Тут еще одна беда, – Егорова молодуха собою красавица была: лицо – чисто молоко, сама – высокая, с любою лошадью управлялась лучше мужика. Приглянулись ей Митыпины кресты, што ли – только начала с ним шушукаться. Я уж ее однаж огрела помелом, а она белки выкатила да на меня: «Ты, грит, старая чертовка, за сыном бы Егором лучше смотрела: несет он раззор всему казачьему роду, в бальшовики пошел». Мы толды бальшовиков-то не знали, все больше с молоканами путали: тоже ведь веру свою из Ермании привезли5.
Казаки-отпускники ездят из поселка в поселок, кричат, что офицерское добро делить надо, что пришла намеднись воля. Только однажды приходит станичный атаман, говорит Митьше: «Собирайтесь, грит, герои, в станичное правление, – по городу ходят, на манер пугачевского бунта, солдаты. Надо, грит, ихних главарей переловить».
Егор-то в ту пору в городе находился. Надел все кресты Митьша и отправился, на меня не взглянув.
Только не вышло у них, што ли – не знаю. Вернулся Митьша и – прямо на полати в валенках залез. А тут, немного погодя, и другой сыночек. С порога прямо кричит: «Митрий Железное, слаз с полатей!
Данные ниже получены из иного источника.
PR #4061, opened 2025-03-31
Fix!: serialize blueprint variables separately to leverage AST

### LINKED ISSUE #4017: SQL Model Blueprinting bug?
Hi all,

This issue references a [discussion](https://tobiko-data.slack.com/archives/C044BRE5W4S/p1741920812676169) in the Tobiko Slack.  @izeigerman and @georgesittas were super helpful in getting me up to speed on using the new SQL model blueprinting features.  This new feature has already reduced my lines of code by an order of magnitude; so cool!

However, I did run into a couple of issues for which @georgesittas suggested I open an issue.  So, I've attached a zipped sqlmesh project folder that tries to illustrate the two problems.

First, as shown in `models/test_1.sql`, in the list of table names in the blueprints section of the model definition, the table in line 7 includes spaces in the table name, and the table in line 8 uses a reserved word in SQL (e.g., "transaction").

I've tried putting single quotes and double quotes around those table names, but to no avail.  I get errors like the following:

`'name' property cannot be a string value: raw."my table space". Please use the identifier syntax instead, e.g. foo.bar instead of 'foo.bar'. Line 2, Col: 28.`

Second, as shown in `models/test_2.sql`, in the list of table names in the blueprints section of the model definition, one of the variables includes values with a colon - e.g., `range_value := "A1:B4"` in line 5.

In this case, sqlmesh throws the following error:
`a BinderException: Binder Error: Invalid range ''J1:M3261''`
Again, I tried both single and double quotes to no avail.

Hopefully, the attached example (using just sqlmesh and DuckDB) is enough to reproduce the problems.

[sqlmesh_bug.zip](https://github.com/user-attachments/files/19376978/sqlmesh_bug.zip)

georgesittas:
Fixes #4017

Given a model like this:

```sql
MODEL (
  name m.@{foo},
  blueprints (
    (foo := "s p a c e s"),
    (foo := 'c'),
  ),
);

SELECT
  @foo AS col
```

The blueprint variables that contain quotes are incorrectly rendered today:

```python
from sqlmesh import Context
ctx = Context()
for fqn, model in ctx.models.items():
    print(f"Fully-qualified name: {fqn}, name: {model.name}, query: {model.render_query().sql()}")

# Fully-qualified name: "db"."m"."""s p a c e s""", name: m."""s p a c e s""", query: SELECT '"s p a c e s"' AS "col"
# Fully-qualified name: "db"."m"."'c'", name: m."'c'", query: SELECT '''c''' AS "col"
```

This PR addresses this bug with the help of [this commit](https://github.com/TobikoData/sqlmesh/commit/d0154902e646d3ef8bc758660018afc233108578), by changing the representation of the blueprint values: their values are now the parsed ASTs, and not the corresponding SQL strings. This behavior is more intuitive, because for example quoted identifiers will be correctly interpolated in contexts such as model names, without dropping the quotes.

Since SQLGlot expressions aren't serialized today, making this fix wasn't as simple as pushing the blueprint variables to the `SQLMESH_VARS` dict, since that only contains Python literals that can be `eval`'d on the fly without additional context, when hydrating the Python environment.

Additionally, we need to serialize blueprint values because if, e.g., a model query references them, then the raw SQL with the variable reference is serialized and we need to have the variable's payload at deserialization time to ensure the query can be properly rendered.

This led to a new dictionary in the python env. that will contain only the blueprint variables, so that we can unambiguously serialize them as strings that are produced by `sql(dialect=...)` and then deserialize them in the macro evaluator by parsing with the same dialect.

### DIFF
--- a/sqlmesh/core/macros.py
+++ b/sqlmesh/core/macros.py
@@ -41,7 +41,7 @@ from sqlmesh.utils import (
 from sqlmesh.utils.date import DatetimeRanges, to_datetime, to_date
 from sqlmesh.utils.errors import MacroEvalError, SQLMeshError
 from sqlmesh.utils.jinja import JinjaMacroRegistry, has_jinja
-from sqlmesh.utils.metaprogramming import Executable, prepare_env, print_exception
+from sqlmesh.utils.metaprogramming import Executable, SqlValue, prepare_env, print_exception
 
 if t.TYPE_CHECKING:
     from sqlglot.dialects.dialect import DialectType
@@ -173,14 +173,15 @@ class MacroEvaluator:
             "MacroEvaluator": MacroEvaluator,
         }
         self.python_env = python_env or {}
-        self._jinja_env: t.Optional[Environment] = jinja_env
         self.macros = {normalize_macro_name(k): v.func for k, v in macro.get_registry().items()}
+        self.columns_to_types_called = False
+        self.default_catalog = default_catalog
+
+        self._jinja_env: t.Optional[Environment] = jinja_env
         self._schema = schema
         self._resolve_table = resolve_table
         self._resolve_tables = resolve_tables
-        self.columns_to_types_called = False
         self._snapshots = snapshots if snapshots is not None else {}
-        self.default_catalog = default_catalog
         self._path = path
         self._environment_naming_info = environment_naming_info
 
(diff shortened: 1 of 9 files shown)


sqlmesh/core/macros.py
```diff
@@ -191,7 +192,13 @@ def __init__(
             elif v.is_import and getattr(self.env.get(k), c.SQLMESH_MACRO, None):
                 self.macros[normalize_macro_name(k)] = self.env[k]
             elif v.is_value:
-                self.locals[k] = self.env[k]
+                if k == c.SQLMESH_BLUEPRINT_VARS:
```
izeigerman, line 195: Seems like a hack. Should we make a special `Executable` type instead?

tobymao: exactly what i was thinking

georgesittas: I considered this, but the issue was that `c.SQLMESH_VARS` maps to a dict of primitives in the python environment. When we hydrate it from state, we just call `eval` on that dict and everything's fine because primitives can be evaluated. If it had an `Executable` value though wouldn't it crash?

georgesittas: I've refactored this and moved blueprint vars under `c.SQLMESH_VARS` in the python env., discussing in Slack...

Я тебя за бунт против народной власти арестую!».
Тот молчком спускается. А на чувале6 у нас всегда дрова сохнут. Поставил это Митьша ногу на поленницу, а потом как прыгнет, схватит полену и брата-то – господи, родного брата! – по голове, и бежать! Ладно – у того киргизский треух был. Охнул Егор и пал наземь, а потом через минуту, што ли, поднялся и говорит: «Никуда, грит, от наказания не уйдешь! Я, грит, на замок коней запер».
У нас конюшни-то на железных болтах были. Я его было за руки, а он отвел меня и говорит ласково: «Не тревожься, матушка. Буду я народным героем и спасителем сицилизму».
И за дверь – тихонечко.
Я как только очнулась немного – за ним.
Посмотрел он на молодуху, покрутил усы. «Выпустила, грит, ты убивцу и предателя. Прощай!». А пуще его озлило, полагаю, что отдала молодуха Митрию Егорова Серка. А был этот аргамак из лучших лучший – где было тягаться с ним Игреньке, хоть и получил на нем Митьша два креста! Вывел Егор оставшегося Игреньку, потрепал по шее, оседлал тихонько и уехал, не взглянув на жену.
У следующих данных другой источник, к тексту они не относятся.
PR #4063, opened 2025-03-31
Chore: Fix airflow tests

erindru:
The airflow tests are currently failing on main because the ancient version of pip was having trouble resolving dependencies and hanging.

Simply upgrading pip prior to setting up the python env seems to fix the issue

### DIFF
--- a/.circleci/continue_config.yml
+++ b/.circleci/continue_config.yml
@@ -284,10 +284,10 @@ workflows:
       - airflow_docker_tests:
           requires:
             - style_and_cicd_tests
-          #filters:
-          #  branches:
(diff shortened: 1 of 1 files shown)


.circleci/continue_config.yml
```diff
@@ -281,10 +284,10 @@ workflows:
       - airflow_docker_tests:
           requires:
             - style_and_cicd_tests
-          filters:
-            branches:
-              only:
-                - main
+          #filters:
```
erindru, line 287: TODO: uncomment prior to merge

themisvaltinos (approved):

Сказывали, что в ту ночь в нашем городе переворот доспелся. Одолела в том деле Егорова сила. Отступили за реку казачки, что за генералов были. Вот в погоню и отрядили под началом Егора сколько ни на есть народу. Месяц-то ноябрь был, убродный да лютый. По снегу – след так и видно, куда поскакали казаки. Догнал их Егор под Лужьим Логом. «Сдавайтесь, грит, а то всех перепалю из пулеметов». А казачки-то шашки наголо, да – на них. Ну, оседать начали Егоровы силы. Казачки-то так и косят, так и строчат. Егору глаза снегом запорошило – ничего не видит. Хотел было приказ отдать отступить, потому видит – не одолеть ему генеральских казаков.
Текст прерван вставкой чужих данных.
PR #4064, opened 2025-03-31
Feat: improve CLI virtual layer progress bar

treysp:
Improves virtual layer progress bar by:
- Only displaying models that have virtual views
- Differentiating created, updated, and dropped views

Currently, nodes without virtual layer views are included in the progress bar output - they will no longer appear.

Screenshot 2025-03-31 at 5 17 11 PM

The screenshots below use the quickstart project, running an initial plan then making these modifications:  add `add_model`, modify `incremental_model`, drop `full_model`. 

Currently, the first two are "promoted" and last "demoted":

Screenshot 2025-03-31 at 5 16 25 PM

Now we differentiate new from updated views, and views are "dropped" instead of "demoted":

Screenshot 2025-03-31 at 5 17 50 PM

### DIFF
--- a/sqlmesh/core/console.py
+++ b/sqlmesh/core/console.py
@@ -246,11 +246,7 @@ class Console(LinterConsole, StateExporterConsole, StateImporterConsole, Janitor
         """Indicates that a new snapshot promotion progress has begun."""
 
     @abc.abstractmethod
-    def update_promotion_progress(
-        self,
-        snapshot: SnapshotInfoLike,
-        promoted: bool,
-    ) -> None:
+    def update_promotion_progress(self, snapshot: SnapshotInfoLike, promoted: bool) -> None:
         """Update the snapshot promotion progress."""
 
     @abc.abstractmethod
@@ -478,11 +474,7 @@ class NoopConsole(Console):
     ) -> None:
         pass
 
-    def update_promotion_progress(
-        self,
-        snapshot: SnapshotInfoLike,
-        promoted: bool,
-    ) -> None:
+    def update_promotion_progress(self, snapshot: SnapshotInfoLike, promoted: bool) -> None:
         pass
 
     def stop_promotion_progress(self, success: bool = True) -> None:
@@ -998,11 +990,7 @@ class TerminalConsole(Console):
             self.environment_naming_info = environment_naming_info
             self.default_catalog = default_catalog
 
-    def update_promotion_progress(
-        self,
-        snapshot: SnapshotInfoLike,
-        promoted: bool,
-    ) -> None:
+    def update_promotion_progress(self, snapshot: SnapshotInfoLike, promoted: bool) -> None:
         """Update the snapshot promotion progress."""
         if self.promotion_progress is not None and self.promotion_task is not None:
             if self.verbosity >= Verbosity.VERBOSE:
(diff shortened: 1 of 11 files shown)


sungchun12 (approved):

sqlmesh/core/console.py
```diff
@@ -816,15 +827,29 @@ def start_promotion_progress(
...
+        snapshot: SnapshotInfoLike,
+        promoted: bool,
+        snapshots_with_virtual_views: t.List[SnapshotId],
+    ) -> None:
         """Update the snapshot promotion progress."""
-        if self.promotion_progress is not None and self.promotion_task is not None:
+        if (
+            self.promotion_progress is not None
+            and self.promotion_task is not None
+            and snapshot.snapshot_id in snapshots_with_virtual_views
```
izeigerman, line 840: So if the given `snapshot` is not in `snapshots_with_virtual_views` then why call `update_promotion_progress` at all? Shouldn't we do this check upstream?

sqlmesh/core/console.py
```diff
@@ -172,7 +172,11 @@ def start_promotion_progress(
         """Indicates that a new snapshot promotion progress has begun."""
 
     @abc.abstractmethod
-    def update_promotion_progress(self, snapshot: SnapshotInfoLike, promoted: bool) -> None:
+    def update_promotion_progress(
```
izeigerman, line 175: I assume these changes are not necessary any more

sqlmesh/core/snapshot/evaluator.py
```diff
@@ -944,22 +950,31 @@ def _promote_snapshot(
             )
             adapter.execute(snapshot.model.render_on_virtual_update(**render_kwargs))
 
-        if on_complete is not None:
-            on_complete(snapshot)
+            if (
+                on_complete is not None
+                and snapshots_with_virtual_views
```
izeigerman, line 955: Can we just do `snapshots_with_virtual_views or set()` upstream and avoid this check here? Also consider using a set instead of a list

izeigerman (approved):
A few remaining comments. LGTM once addressed

sqlmesh/core/console.py
```diff
@@ -560,6 +560,7 @@ def __init__(
         self.evaluation_total_task: t.Optional[TaskID] = None
         self.evaluation_model_progress: t.Optional[Progress] = None
         self.evaluation_model_tasks: t.Dict[str, TaskID] = {}
+        self.evaluation_model_batch_sizes: t.Dict[Snapshot, int] = {}
```
izeigerman, line 563: is this used?

treysp: Yes, in the eval progress bars - forgot to add it here in the last PR

It's created in the prog bar start method and reset in the prog bar end method, and I guess only used there (which is why there wasn't an error from me forgetting it in the init)?

sqlmesh/core/snapshot/evaluator.py
```diff
@@ -944,8 +944,8 @@ def _promote_snapshot(
             )
             adapter.execute(snapshot.model.render_on_virtual_update(**render_kwargs))
 
-        if on_complete is not None:
-            on_complete(snapshot)
+            if on_complete is not None:
```
izeigerman, line 947: I think we should report completion even if we didn't do anything.

tobymao:
@treysp what's the hold up on this?

izeigerman (approved):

Только заржал в ту пору под ним конь, Игренька. А из супротивников другая ему лошадь откликнулась. Узнали, вишь, конь коня, Серко – Игреньку.
Закинул Егор голову да и спросил громко: «Брат, Митьша, – ты?..» – «Я, – отвечает тот, – я!».
Через всех казаков проскакал Егор к брату.
«Эх, грит, Митьша, прощай». И вдарил его шашкой в самые глаза.
Потом-то? Напугались казаки такого злодейства, сдались. А Егор револьвер вынул, подошел к Серку: «Будет, грит, повозил ты меня, повозил и брата. Прощай!».
Как ни уговаривали его, – он и сам-то в слезах был, – а убил коня… Сердце-то у меня с того времени будто полынью обросло… Все-то времечко на нем горечь, все-то времечко на нем слеза не высыхает…
Про казачку Марфу*
У ворона вон гнездо куда какое крепкое, хоть и сдеяно из прутиков. От Каспия, когда подует ветер, камни несет в голову, столетнюю вершину ломит, как соломинку, а вороново гнездо серым цветом цветет, смеется быдто – цело.
Только ведь и так бывает: подрастут воронята, перо сизым налетом покроется – раздерутся. С чего раздерутся – никому неизвестно; может, из-за какой ни на есть насекомой. Глядишь ты – в драке-то развалится тое гнездо – чисто скорлупа.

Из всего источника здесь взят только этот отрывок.